___ DATA EXTRACTS ___

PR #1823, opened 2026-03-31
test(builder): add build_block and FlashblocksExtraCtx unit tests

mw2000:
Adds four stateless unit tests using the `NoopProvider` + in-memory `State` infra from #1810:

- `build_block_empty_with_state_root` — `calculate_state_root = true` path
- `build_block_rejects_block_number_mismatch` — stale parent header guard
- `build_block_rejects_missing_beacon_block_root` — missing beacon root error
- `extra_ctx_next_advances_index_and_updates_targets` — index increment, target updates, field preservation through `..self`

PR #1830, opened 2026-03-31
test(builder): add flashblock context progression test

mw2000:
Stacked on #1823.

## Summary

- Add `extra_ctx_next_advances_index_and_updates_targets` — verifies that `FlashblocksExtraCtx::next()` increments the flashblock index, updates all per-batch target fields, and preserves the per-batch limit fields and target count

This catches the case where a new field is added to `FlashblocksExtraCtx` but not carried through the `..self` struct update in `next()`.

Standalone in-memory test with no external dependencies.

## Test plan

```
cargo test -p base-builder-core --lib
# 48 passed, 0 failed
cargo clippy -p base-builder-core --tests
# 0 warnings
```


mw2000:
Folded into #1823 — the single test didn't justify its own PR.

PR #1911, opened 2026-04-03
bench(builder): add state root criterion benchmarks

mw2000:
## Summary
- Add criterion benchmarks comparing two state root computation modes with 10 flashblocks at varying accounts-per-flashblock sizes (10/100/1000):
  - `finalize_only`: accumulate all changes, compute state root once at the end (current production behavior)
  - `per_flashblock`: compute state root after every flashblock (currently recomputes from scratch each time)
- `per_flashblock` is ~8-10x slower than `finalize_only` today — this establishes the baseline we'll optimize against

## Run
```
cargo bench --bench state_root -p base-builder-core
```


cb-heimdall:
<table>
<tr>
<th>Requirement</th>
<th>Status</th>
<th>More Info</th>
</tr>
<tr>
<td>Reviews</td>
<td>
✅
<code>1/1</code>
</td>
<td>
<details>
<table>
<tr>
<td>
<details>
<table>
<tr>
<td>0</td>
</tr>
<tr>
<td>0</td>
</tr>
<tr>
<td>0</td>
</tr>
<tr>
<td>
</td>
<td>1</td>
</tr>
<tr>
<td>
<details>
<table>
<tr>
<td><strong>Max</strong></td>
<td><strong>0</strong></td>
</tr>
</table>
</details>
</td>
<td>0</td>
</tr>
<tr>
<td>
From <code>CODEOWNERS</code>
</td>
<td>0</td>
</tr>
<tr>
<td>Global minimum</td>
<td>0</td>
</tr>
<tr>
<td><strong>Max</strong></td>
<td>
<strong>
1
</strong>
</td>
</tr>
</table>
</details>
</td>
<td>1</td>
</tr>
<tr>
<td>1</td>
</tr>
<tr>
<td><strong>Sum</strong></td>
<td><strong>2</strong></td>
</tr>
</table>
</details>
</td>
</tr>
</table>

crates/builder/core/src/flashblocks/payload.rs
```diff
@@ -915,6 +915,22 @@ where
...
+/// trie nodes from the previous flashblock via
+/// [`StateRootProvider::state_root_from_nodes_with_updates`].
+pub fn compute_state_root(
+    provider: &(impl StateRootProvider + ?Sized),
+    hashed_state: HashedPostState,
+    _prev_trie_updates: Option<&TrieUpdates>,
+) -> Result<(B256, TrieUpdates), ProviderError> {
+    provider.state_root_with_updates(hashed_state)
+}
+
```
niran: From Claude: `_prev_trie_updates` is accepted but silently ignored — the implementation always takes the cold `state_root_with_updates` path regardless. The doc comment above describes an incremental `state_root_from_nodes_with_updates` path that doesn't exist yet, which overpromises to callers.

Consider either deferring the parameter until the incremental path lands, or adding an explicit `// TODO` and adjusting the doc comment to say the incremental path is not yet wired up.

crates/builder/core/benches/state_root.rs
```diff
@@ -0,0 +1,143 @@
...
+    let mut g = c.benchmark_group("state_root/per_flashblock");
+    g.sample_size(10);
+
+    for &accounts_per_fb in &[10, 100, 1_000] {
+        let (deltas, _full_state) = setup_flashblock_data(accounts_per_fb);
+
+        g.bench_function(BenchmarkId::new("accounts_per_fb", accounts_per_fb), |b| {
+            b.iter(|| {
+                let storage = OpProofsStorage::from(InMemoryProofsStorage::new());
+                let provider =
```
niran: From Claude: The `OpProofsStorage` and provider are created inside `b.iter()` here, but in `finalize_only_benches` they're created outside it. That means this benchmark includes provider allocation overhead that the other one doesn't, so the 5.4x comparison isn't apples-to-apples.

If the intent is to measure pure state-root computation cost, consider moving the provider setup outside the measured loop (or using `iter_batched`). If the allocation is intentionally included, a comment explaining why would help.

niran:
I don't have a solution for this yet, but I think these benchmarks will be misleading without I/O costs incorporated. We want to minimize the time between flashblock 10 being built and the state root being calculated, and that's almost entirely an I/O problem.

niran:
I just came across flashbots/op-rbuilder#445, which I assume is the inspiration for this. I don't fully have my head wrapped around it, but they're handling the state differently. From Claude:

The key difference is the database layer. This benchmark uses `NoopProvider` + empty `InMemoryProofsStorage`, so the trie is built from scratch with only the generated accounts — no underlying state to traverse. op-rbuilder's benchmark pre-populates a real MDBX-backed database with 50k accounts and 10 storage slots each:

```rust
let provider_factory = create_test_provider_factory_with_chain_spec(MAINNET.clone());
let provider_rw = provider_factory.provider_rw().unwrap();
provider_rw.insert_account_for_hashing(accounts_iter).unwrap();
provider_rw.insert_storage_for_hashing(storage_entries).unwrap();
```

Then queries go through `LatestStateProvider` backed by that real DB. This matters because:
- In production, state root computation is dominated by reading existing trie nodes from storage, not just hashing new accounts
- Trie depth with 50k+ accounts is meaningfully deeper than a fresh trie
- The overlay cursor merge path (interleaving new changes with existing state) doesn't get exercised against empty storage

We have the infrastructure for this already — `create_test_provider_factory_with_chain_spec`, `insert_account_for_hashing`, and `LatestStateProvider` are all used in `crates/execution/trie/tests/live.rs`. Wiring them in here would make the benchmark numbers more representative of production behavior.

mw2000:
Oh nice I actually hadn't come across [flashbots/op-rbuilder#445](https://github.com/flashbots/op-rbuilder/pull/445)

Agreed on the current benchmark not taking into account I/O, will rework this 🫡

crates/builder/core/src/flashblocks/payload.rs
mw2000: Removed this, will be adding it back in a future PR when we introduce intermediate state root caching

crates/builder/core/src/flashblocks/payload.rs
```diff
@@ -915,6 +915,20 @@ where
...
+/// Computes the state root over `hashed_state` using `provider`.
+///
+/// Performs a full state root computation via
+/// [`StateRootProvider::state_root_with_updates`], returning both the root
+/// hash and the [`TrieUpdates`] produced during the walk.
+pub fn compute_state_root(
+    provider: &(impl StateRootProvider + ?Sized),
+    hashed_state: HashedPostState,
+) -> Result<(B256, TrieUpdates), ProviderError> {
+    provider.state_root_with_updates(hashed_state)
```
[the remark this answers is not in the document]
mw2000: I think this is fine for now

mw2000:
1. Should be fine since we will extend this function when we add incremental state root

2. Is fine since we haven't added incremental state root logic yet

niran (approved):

___

**PROBLEM REQUIREMENTS**: All of the data must be written out again, exactly as it stands.

**EXERCISE RESULT**:
PR #1823, opened 2026-03-31
test(builder): add build_block and FlashblocksExtraCtx unit tests

mw2000:
Adds four stateless unit tests using the `NoopProvider` + in-memory `State` infra from #1810:

- `build_block_empty_with_state_root` — `calculate_state_root = true` path
- `build_block_rejects_block_number_mismatch` — stale parent header guard
- `build_block_rejects_missing_beacon_block_root` — missing beacon root error
- `extra_ctx_next_advances_index_and_updates_targets` — index increment, target updates, field preservation through `..self`

PR #1830, opened 2026-03-31
test(builder): add flashblock context progression test

mw2000:
Stacked on #1823.

## Summary

- Add `extra_ctx_next_advances_index_and_updates_targets` — verifies that `FlashblocksExtraCtx::next()` increments the flashblock index, updates all per-batch target fields, and preserves the per-batch limit fields and target count

This catches the case where a new field is added to `FlashblocksExtraCtx` but not carried through the `..self` struct update in `next()`.

Standalone in-memory test with no external dependencies.

## Test plan

```
cargo test -p base-builder-core --lib
# 48 passed, 0 failed
cargo clippy -p base-builder-core --tests
# 0 warnings
```


mw2000:
Folded into #1823 — the single test didn't justify its own PR.

PR #1911, opened 2026-04-03
bench(builder): add state root criterion benchmarks

mw2000:
## Summary
- Add criterion benchmarks comparing two state root computation modes with 10 flashblocks at varying accounts-per-flashblock sizes (10/100/1000):
  - `finalize_only`: accumulate all changes, compute state root once at the end (current production behavior)
  - `per_flashblock`: compute state root after every flashblock (currently recomputes from scratch each time)
- `per_flashblock` is ~8-10x slower than `finalize_only` today — this establishes the baseline we'll optimize against

## Run
```
cargo bench --bench state_root -p base-builder-core
```


cb-heimdall:
<table>
<tr>
<th>Requirement</th>
<th>Status</th>
<th>More Info</th>
</tr>
<tr>
<td>Reviews</td>
<td>
✅
<code>1/1</code>
</td>
<td>
<details>
<table>
<tr>
<td>
<details>
<table>
<tr>
<td>0</td>
</tr>
<tr>
<td>0</td>
</tr>
<tr>
<td>0</td>
</tr>
<tr>
<td>
</td>
<td>1</td>
</tr>
<tr>
<td>
<details>
<table>
<tr>
<td><strong>Max</strong></td>
<td><strong>0</strong></td>
</tr>
</table>
</details>
</td>
<td>0</td>
</tr>
<tr>
<td>
From <code>CODEOWNERS</code>
</td>
<td>0</td>
</tr>
<tr>
<td>Global minimum</td>
<td>0</td>
</tr>
<tr>
<td><strong>Max</strong></td>
<td>
<strong>
1
</strong>
</td>
</tr>
</table>
</details>
</td>
<td>1</td>
</tr>
<tr>
<td>1</td>
</tr>
<tr>
<td><strong>Sum</strong></td>
<td><strong>2</strong></td>
</tr>
</table>
</details>
</td>
</tr>
</table>

crates/builder/core/src/flashblocks/payload.rs
```diff
@@ -915,6 +915,22 @@ where
...
+/// trie nodes from the previous flashblock via
+/// [`StateRootProvider::state_root_from_nodes_with_updates`].
+pub fn compute_state_root(
+    provider: &(impl StateRootProvider + ?Sized),
+    hashed_state: HashedPostState,
+    _prev_trie_updates: Option<&TrieUpdates>,
+) -> Result<(B256, TrieUpdates), ProviderError> {
+    provider.state_root_with_updates(hashed_state)
+}
+
```
niran: From Claude: `_prev_trie_updates` is accepted but silently ignored — the implementation always takes the cold `state_root_with_updates` path regardless. The doc comment above describes an incremental `state_root_from_nodes_with_updates` path that doesn't exist yet, which overpromises to callers.

Consider either deferring the parameter until the incremental path lands, or adding an explicit `// TODO` and adjusting the doc comment to say the incremental path is not yet wired up.

crates/builder/core/benches/state_root.rs
```diff
@@ -0,0 +1,143 @@
...
+    let mut g = c.benchmark_group("state_root/per_flashblock");
+    g.sample_size(10);
+
+    for &accounts_per_fb in &[10, 100, 1_000] {
+        let (deltas, _full_state) = setup_flashblock_data(accounts_per_fb);
+
+        g.bench_function(BenchmarkId::new("accounts_per_fb", accounts_per_fb), |b| {
+            b.iter(|| {
+                let storage = OpProofsStorage::from(InMemoryProofsStorage::new());
+                let provider =
```
niran: From Claude: The `OpProofsStorage` and provider are created inside `b.iter()` here, but in `finalize_only_benches` they're created outside it. That means this benchmark includes provider allocation overhead that the other one doesn't, so the 5.4x comparison isn't apples-to-apples.

If the intent is to measure pure state-root computation cost, consider moving the provider setup outside the measured loop (or using `iter_batched`). If the allocation is intentionally included, a comment explaining why would help.

niran:
I don't have a solution for this yet, but I think these benchmarks will be misleading without I/O costs incorporated. We want to minimize the time between flashblock 10 being built and the state root being calculated, and that's almost entirely an I/O problem.

niran:
I just came across flashbots/op-rbuilder#445, which I assume is the inspiration for this. I don't fully have my head wrapped around it, but they're handling the state differently. From Claude:

The key difference is the database layer. This benchmark uses `NoopProvider` + empty `InMemoryProofsStorage`, so the trie is built from scratch with only the generated accounts — no underlying state to traverse. op-rbuilder's benchmark pre-populates a real MDBX-backed database with 50k accounts and 10 storage slots each:

```rust
let provider_factory = create_test_provider_factory_with_chain_spec(MAINNET.clone());
let provider_rw = provider_factory.provider_rw().unwrap();
provider_rw.insert_account_for_hashing(accounts_iter).unwrap();
provider_rw.insert_storage_for_hashing(storage_entries).unwrap();
```

Then queries go through `LatestStateProvider` backed by that real DB. This matters because:
- In production, state root computation is dominated by reading existing trie nodes from storage, not just hashing new accounts
- Trie depth with 50k+ accounts is meaningfully deeper than a fresh trie
- The overlay cursor merge path (interleaving new changes with existing state) doesn't get exercised against empty storage

We have the infrastructure for this already — `create_test_provider_factory_with_chain_spec`, `insert_account_for_hashing`, and `LatestStateProvider` are all used in `crates/execution/trie/tests/live.rs`. Wiring them in here would make the benchmark numbers more representative of production behavior.

mw2000:
Oh nice I actually hadn't come across [flashbots/op-rbuilder#445](https://github.com/flashbots/op-rbuilder/pull/445)

Agreed on the current benchmark not taking into account I/O, will rework this 🫡

crates/builder/core/src/flashblocks/payload.rs
mw2000: Removed this, will be adding it back in a future PR when we introduce intermediate state root caching

crates/builder/core/src/flashblocks/payload.rs
```diff
@@ -915,6 +915,20 @@ where
...
+/// Computes the state root over `hashed_state` using `provider`.
+///
+/// Performs a full state root computation via
+/// [`StateRootProvider::state_root_with_updates`], returning both the root
+/// hash and the [`TrieUpdates`] produced during the walk.
+pub fn compute_state_root(
+    provider: &(impl StateRootProvider + ?Sized),
+    hashed_state: HashedPostState,
+) -> Result<(B256, TrieUpdates), ProviderError> {
+    provider.state_root_with_updates(hashed_state)
```
[the remark this answers is not in the document]
mw2000: I think this is fine for now

mw2000:
1. Should be fine since we will extend this function when we add incremental state root

2. Is fine since we haven't added incremental state root logic yet

niran (approved):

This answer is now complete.